“She will not speak to Marion at once. And, Jean, it is as well that the awful possibility of loss should be admitted. But my hopes are stronger than my fears.”

“The awful possibility of loss?” Jean repeated the words with white lips, not knowing that she did so. They had lengthened their walk, passing Miss Jean’s house and going on to the pier. They turned now and came back in silence. At Miss Jean’s door they paused.

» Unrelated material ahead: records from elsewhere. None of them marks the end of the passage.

PR #17120, opened 2019-04-23
implement folder view filter as designed

songgao:


shared/fs/common/path-item-action/choose-view.js
```diff
@@ -10,8 +10,8 @@ import Confirm from './confirm-container'
 
 type OwnProps = {|
   floatingMenuProps: FloatingMenuProps,
+  mode: 'row' | 'screen',
   path: Types.Path,
-  position?: 'row' | 'header',
```
songgao: @jakob223 I ended up changing the name into `mode` as well, as `mode` is also used in `path-item-info` and I thought this'd be more consistent.

shared/fs/common/path-item-action/layout.js
```diff
@@ -77,8 +102,8 @@ const getRawLayout = (path: Types.Path, pathItem: Types.PathItem, me: string): L
         showInSystemFileManager: !isMobile,
         // share menu items
         // eslint-disable-next-line sort-keys
-        sendAttachmentToChat: flags.sendAttachmentToChat && isMobile && pathItem.type === 'file', // desktop uses separate button
-        sendLinkToChat: isMobile && Constants.canSendLinkToChat(parsedPath), // desktop uses separate button
+        sendAttachmentToChat: flags.sendAttachmentToChat && pathItem.type === 'file', // desktop uses separate button
```
jakob223: Is removing `isMobile` accidental, or is the comment now a lie?

shared/fs/common/path-item-action/menu.js
```diff
@@ -57,6 +59,30 @@ const hideMenuOnClick = (onClick: (evt?: SyntheticEvent<>) => void, hideMenu: ()
...
+          onClick: hideMenuOnClick(props.newFolder, hideMenu),
+          title: 'New folder',
+        },
+      ]
+    : []),
+  ...(props.openChatTeam
+    ? [
+        {
+          onClick: hideMenuOnClick(props.openChatTeam, hideMenu),
+          title: 'Chat with users in this team',
```
jakob223: I feel like "chat with the users in this team" more accurately describes this action to me and I'd prefer to add the word "the" there unless this is particularly space constrained.

shared/fs/common/path-item-action/menu.js
```diff
@@ -57,6 +59,30 @@ const hideMenuOnClick = (onClick: (evt?: SyntheticEvent<>) => void, hideMenu: ()
...
+        },
+      ]
+    : []),
+  ...(props.openChatNonTeam
+    ? [
+        {
+          onClick: hideMenuOnClick(props.openChatNonTeam, hideMenu),
+          title: 'Chat with users in this folder',
```
jakob223: ditto with "the users" here.

shared/fs/common/upload-button.js
```diff
@@ -21,15 +21,27 @@ const UploadButton = Kb.OverlayParentHOC(props => {
     return <Kb.Button small={true} onClick={props.openAndUpload('both')} label="Upload" style={props.style} />
   }
   if (isIOS) {
-    return <Kb.Icon type="iconfont-new" padding="tiny" onClick={props.pickAndUpload('mixed')} />
+    return (
+      <Kb.Icon
+        type="iconfont-upload"
```
jakob223: This icon super jumps out at me here - maybe because I'm used to only having this as an in-progress icon, or maybe because it's big and blue - but it feels like it's more important than the rest of the screen. Can it be black instead maybe? Or did this come from design and I should comment somewhere in zeplin along these lines?

shared/fs/nav-header/mobile-header.js
```diff
@@ -15,26 +16,44 @@ type Props = {|
...
+        direction="vertical"
+        fullWidth={true}
+        style={Styles.collapseStyles([styles.container, this.props.bannerType === 'offline' && styles.blue])}
+      >
+        {this.props.bannerType === 'offline' && <Kb.Banner text="You are offline." color="blue" />}
+        {this.state.filterExpanded ? (
+          <Kbfs.FolderViewFilter path={this.props.path} onBlur={this._filterDone} />
+        ) : (
+          <Kb.Box2 direction="horizontal" fullWidth={true} style={styles.expandedTopContainer}>
+            <Kb.BackButton badgeNumber={0 /* TODO */} onClick={this.props.onBack} />
```
jakob223: What's the badge supposed to contain? do you plan to do it in this PR?

shared/fs/common/path-item-action/layout.js
songgao: Comment is now a lie and I got rid of them in https://github.com/keybase/client/pull/17164

shared/fs/common/upload-button.js
songgao: Not on zeplin but this indeed came from design; @cecileboucheron wdyt? Should it remain blue?

shared/fs/nav-header/mobile-header.js
songgao: This is actually from previous commit so not planning to address it in this PR. Not sure what it should be yet. Perhaps notifications from previous screen?

songgao:
Thanks @jakob223 ! I can't repro 1; hitting "Enter" just does nothing for me. 2) is a good catch! It's even worse when you filter in a TLF list and hit back, where it just shows nothing and no filter bar ...

shared/fs/nav-header/mobile-header.js
jakob223: Do back buttons normally have badges on them? I feel like the TODO in the code is useless without any sort of explanation, so if nobody knows what it was even for we should just delete the `badgeNumber` from the `BackButton`.

shared/fs/common/path-item-action/menu.js
songgao: I tried adding "the" but it overflew into two lines. So not sure. Would you mind if I merge without the added "the", and discuss with #design?

jakob223:
I experienced #1 in iOS simulator, iPhone 5s, 12.0, if that helps.

shared/fs/nav-header/mobile-header.js
songgao: It's in design actually: https://zpl.io/amygjBK , so perhaps we'll still need it in the future. I'll make a ticket for it.

jakob223: Can you stick the ticket number in the TODO?

songgao:
Oh! Didn't realize it was in sim. Will try to fix

shared/fs/common/index.stories.js
```diff
@@ -163,24 +168,35 @@ const load = () => {
         gapStart={true}
         style={{paddingLeft: Styles.globalMargins.medium}}
       >
+        <Kb.Text type="Body">Row mode</Kb.Text>
+        <PathItemAction
+          path={Types.stringToPath('/keybase/private/meatball/folder/treat')}
+          routePath={I.List()}
+          {...pathItemActionCommonProps}
```
jzila: This should come after the `mode` row. Same below for all the `PathItemAction`s

shared/constants/fs.js
```diff
@@ -1134,6 +1134,9 @@ export const makeActionsForShowSendAttachmentToChat = (
 export const splitFileNameAndExtension = (fileName: string) =>
   ((str, idx) => [str.slice(0, idx), str.slice(idx)])(fileName, fileName.lastIndexOf('.'))
 
+export const isFolder = (path: Types.Path, pathItem: Types.PathItem) =>
+  Types.getPathLevel(path) <= 3 || pathItem.type === 'folder'
```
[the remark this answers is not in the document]
songgao: It's about both. If pathLevel <=3, we know for sure it's a folder. Otherwise we need to look at the pathItem.

shared/fs/common/folder-view-filter-icon.js
```diff
@@ -0,0 +1,53 @@
...
+import * as Styles from '../../styles'
+import * as React from 'react'
+import flags from '../../util/feature-flags'
+
+type Props = {|
+  onClick: () => void,
+  path: Types.Path,
+  pathItem: Types.PathItem,
+  style?: ?Styles.StylesCrossPlatform,
+|}
```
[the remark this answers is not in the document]
songgao: I went the other way with `$Diff` because the container is provide these props so I felt that's clearer.

shared/constants/fs.js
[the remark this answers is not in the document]
jzila: But why don't we _only_ look at the pathItem?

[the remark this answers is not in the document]
songgao: Because we usually don't have a pathItem for TLF root before going into it, and we never have a pathItem for TLF list (e.g. /keybase/team)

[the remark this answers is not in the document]
jzila: We don't? We used to...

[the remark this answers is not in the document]
songgao: Yeah we removed that in one of the refactors I think. Outside a TLF we don't have the same set of metadata (e.g. lastModifiedTime, lastWriter, etc.) so it doesn't feel proper to have the same data structure back the data.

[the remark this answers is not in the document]
jzila: But now we're forced to do this weird hybrid thing anyway...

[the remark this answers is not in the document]
songgao: I think it's fine as it properly represents the underlying data. Note that TLF roots also have their own metadata, and not requiring pathItem for them makes it possible to delay constructing a FBO for each when user is in e.g. /keybase/private

PR #17126, opened 2019-04-23
prefetcher: fix dumb prefetch cancel bug, add some more canceling

strib:
A dumb typo was preventing prefetches from being properly disabled.

Also cancel any ongoing edit-history based prefetches when syncing is enabled, and check for context cancellation right away when processing prefetch requests.

### DIFF
--- a/go/kbfs/libkbfs/config_local.go
+++ b/go/kbfs/libkbfs/config_local.go
@@ -1567,7 +1567,7 @@ func (c *ConfigLocal) setTlfSyncState(tlfID tlf.ID, config FolderSyncConfig) (
 func (c *ConfigLocal) SetTlfSyncState(
 	ctx context.Context, tlfID tlf.ID, config FolderSyncConfig) (
 	<-chan error, error) {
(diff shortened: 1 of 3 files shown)


strib:
> I don't think I understand why we're cancelling those prefetches whenever there might be a sync prefetch scheduled for those same blocks.

@jakob223 if syncing is being enabled with this `SetSyncConfig` call, it won't get started until the end of the function, after the working set prefetches are canceled (and we wait for them to complete).  If syncing was already enabled, then they shouldn't be happening yet.  I guess we don't strictly have to cancel them since the any full or partial sync should just override them and move the blocks into the right cache, but it makes the logs messier and probably wastes CPU to have them going on in the background for no reason.

> you'll have a conflict with your PR to move out handlePrefetchRequest

@jzila yeah known, I'll deal with that when rebasing the other PR, no problem.

I also just added a small test flake fix to this PR, so that we only cancel the prefetches when not in test mode.  Otherwise it messes with very specific ordering requirements on some prefetch-related tests.

PR #17129, opened 2019-04-23
fix gregor client stop

joshblum:


joshblum:
merging over bad CI since changes were vendored in kbweb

“It will be as well to say nothing as yet,” said George.

“Not to Aunt Jean?”

“Oh! yes. I have spoken to her already. I mean to people generally. And, Jean, go and see Marion and her mother again before you go home.”

But Jean said nothing to her aunt about what she had heard. She stayed her usual time, and discussed certain purchases that were to be made of material for the summer outfit of some of her aunt’s “puir bodies,” and went into matters of detail as to quantity, and needles and thread, and as to the help that each would need in the making of her gown. And then she went away and did all else that she meant to do when she left home, and lingered over it, till it was too late, she told herself, to go to the High-street again.

Three days passed before she went there, and the like had seldom happened since Marion came home. She did not know how she could speak to the mother of the anguish and suspense that lay before her, and she shrank from a betrayal of her own pain.

But when she went in on the fourth day it struck her with surprise to see that they were just the same as usual. No change of grief or terror had passed upon them. Mrs Calderwood was grave and pale, but she spoke about various matters cheerfully enough, though she made no allusion to the fears for her son.

Marion spoke of her brother, and said how hopeful George was about him, and how the old sailors about the pier were saying to one another, that Captain Calderwood was not the man to be caught unprepared for a storm, and being prepared, with plenty of sea room, what was there to fear? He would bring his ship home all right. There was no fear of that.

But the next news that came made even the old sailors shake their heads when the ship was spoken of. A boat had been picked up by a South American vessel, filled with men from the wreck of the “Ben Nevis” and from the Southern port to which these had been carried came the tidings.